Collected data:

PR #5548, opened 2026-07-31
jit: add the missing opimpl_record_known_result_r_ir_v

youknowone:
This is a blackhole interpreter bug, but I don't really well understand the detail. This is the last patch of the series this turn. 

AI-generated description below.

----

`jit.record_known_result()` works when the elidable function returns an int and
crashes when it returns a GC pointer. Half of the opcode is missing from the
metainterp.

`rewrite_op_jit_record_known_result()` picks the spelling from the result kind:

```python
if getkind(op.args[0].concretetype) == "int":
    opname = "record_known_result_i"
else:
    assert getkind(op.args[0].concretetype) == "ref"
    opname = "record_known_result_r"
```

`blackhole.py` implements both `bhimpl_record_known_result_i_ir_v` and
`bhimpl_record_known_result_r_ir_v`. `pyjitpl.py` implements only the `_i`
spelling, and `setup_insns()` resolves every emitted opcode name through
`getattr(MIFrame, 'opimpl_' + name)`, so the `_r` one has nothing to resolve to.

### Reproducer

Twenty lines are enough:

```python
class W(object):
    def __init__(self, x):
        self.x = x

CACHE = [W(0), W(10), W(20), W(30)]

@elidable
def get_ref(i):
    return CACHE[i]                      # returns a GC pointer

@elidable
def get_int(i):
    return CACHE[i].x

def main_ref(i):
    w = get_ref(i)
    record_known_result(w, get_ref, i)   # -> record_known_result_r
    return w.x

def main_int(i):
    n = get_int(i)
    record_known_result(n, get_int, i)   # -> record_known_result_i
    return n
```

Run through `LLJitMixin.interp_operations(fn, [2])`:

```
main_int  (record_known_result_i)   returned 20
main_ref  (record_known_result_r)   AttributeError: type object 'MIFrame' has no
                                    attribute 'opimpl_record_known_result_r_ir_v'
```

Nothing refuses the shape on the way there. The codewriter does not treat a ref
result as unsupported — it asserts that a non-int result kind *is* `ref` and
emits the opcode for it — so the failure is a missing attribute named after an
internal opcode, at codewriter setup time, rather than anything pointing back at
the `record_known_result()` call.

### The fix

The `_i` body does not look at the result's kind: it builds the boxes and
records `rop.RECORD_KNOWN_RESULT`. So the two spellings can share one
implementation, the way they already do in `blackhole.py`, where both bodies are
empty. This patch adds the alias.

### Reachability

Nothing in the tree reaches this today, and I would rather say so up front. The
only caller, `pypy/objspace/std/unicodeobject.py`, passes an int result:

```python
jit.record_known_result(self._length, rutf8._check_utf8, self._utf8, True, 0, -1)
```

What makes it worth filling in rather than guarding is that `record_known_result`
is a documented public API — it is announced in `doc/release-v7.3.10.rst` — and
an elidable function returning an object is an ordinary thing to write. The
correct behaviour is not an open question either: three of the four layers
already handle a ref result.

### Test

`test_record_known_result` in `rlib/test/test_jit.py` stops at `t.rtype()` and
never runs the codewriter, so neither spelling is covered there; that is why the
gap survived. The added test asserts that every
`bhimpl_record_known_result_*` in `blackhole.py` has a matching `opimpl_` in
`pyjitpl.py`. Without the change it fails with

```
AssertionError: blackhole.py implements bhimpl_record_known_result_r_ir_v
but pyjitpl.py has no opimpl_record_known_result_r_ir_v
```

`metainterp/test/test_pyjitpl.py` goes from 2 passed / 1 skipped to 3 passed /
1 skipped, i.e. exactly the new test.

### DIFF
--- a/rpython/jit/metainterp/pyjitpl.py
+++ b/rpython/jit/metainterp/pyjitpl.py
@@ -418,6 +418,8 @@ class MIFrame(object):
         # an operation
         self.metainterp._record_helper_varargs(rop.RECORD_KNOWN_RESULT, None, calldescr, allboxes)
 
+    opimpl_record_known_result_r_ir_v = opimpl_record_known_result_i_ir_v
+
     @arguments("box", "box")
     def opimpl_record_exact_value_r(self, box, const_box):
         return self._record_exact_value(rop.RECORD_EXACT_VALUE_R, box, const_box)
--- a/rpython/jit/metainterp/test/test_ajit.py
+++ b/rpython/jit/metainterp/test/test_ajit.py
@@ -4149,6 +4149,34 @@ class BaseLLtypeTests(BasicTests):
         assert res == main(10)
         self.check_resops(call_i=2)  # two calls to f, both get removed by the backend
 
+    def test_record_known_result_ref(self):
+        # the elidable function returns a GC pointer, so this goes through
+        # record_known_result_r rather than record_known_result_i
+        class W(object):
+            def __init__(self, x):
+                self.x = x
+        cache = [W(i) for i in range(20)]
+
+        @elidable
+        def f(x):
+            return cache[x]
+
+        def call_f(x):
+            w = f(x)
+            record_known_result(w, f, x)
+            return w.x
+
+        myjitdriver = JitDriver(greens=[], reds=['x', 'res'])
+        def main(x):
+            res = 0
+            while x > 0:
+                myjitdriver.jit_merge_point(x=x, res=res)
+                res += call_f(x)
+                x -= 1
+            return res
+        res = self.meta_interp(main, [10], backendopt=True)
+        assert res == main(10)
+
 
     def test_record_exact_value(self):
         class A(object):


rpython/jit/metainterp/pyjitpl.py
```diff
@@ -418,6 +418,12 @@ def opimpl_record_known_result_i_ir_v(self, resbox, funcbox, argboxes,
         # an operation
         self.metainterp._record_helper_varargs(rop.RECORD_KNOWN_RESULT, None, calldescr, allboxes)
 
+    # jtransform.py:303-307 also emits 'record_known_result_r' when the
```
cfbolz: Remove this comment block

cfbolz:
This looks like an oversight, thanks for finding it. We should still add an integration test that uses this kind of record known result call.

cfbolz:
looks reasonable, thanks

Exercise: Please reproduce exactly the lines above, beginning with the first and ending with the line that contains "implements only the", and include nothing outside that range.

Task output:
PR #5548, opened 2026-07-31
jit: add the missing opimpl_record_known_result_r_ir_v

youknowone:
This is a blackhole interpreter bug, but I don't really well understand the detail. This is the last patch of the series this turn. 

AI-generated description below.

----

`jit.record_known_result()` works when the elidable function returns an int and
crashes when it returns a GC pointer. Half of the opcode is missing from the
metainterp.

`rewrite_op_jit_record_known_result()` picks the spelling from the result kind:

```python
if getkind(op.args[0].concretetype) == "int":
    opname = "record_known_result_i"
else:
    assert getkind(op.args[0].concretetype) == "ref"
    opname = "record_known_result_r"
```

`blackhole.py` implements both `bhimpl_record_known_result_i_ir_v` and
`bhimpl_record_known_result_r_ir_v`. `pyjitpl.py` implements only the `_i`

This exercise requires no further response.